• [Required work]
Copy the whole listing below exactly.

• [The records]
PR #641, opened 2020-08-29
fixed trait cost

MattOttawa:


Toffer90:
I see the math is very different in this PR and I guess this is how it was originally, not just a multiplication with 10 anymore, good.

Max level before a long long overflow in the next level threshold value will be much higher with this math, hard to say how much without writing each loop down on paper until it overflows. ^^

• [Output]
PR #641, opened 2020-08-29
fixed trait cost

MattOttawa:


Toffer90:
I see the math is very different in this PR and I guess this is how it was originally, not just a multiplication with 10 anymore, good.

Max level before a long long overflow in the next level threshold value will be much higher with this math, hard to say how much without writing each loop down on paper until it overflows. ^^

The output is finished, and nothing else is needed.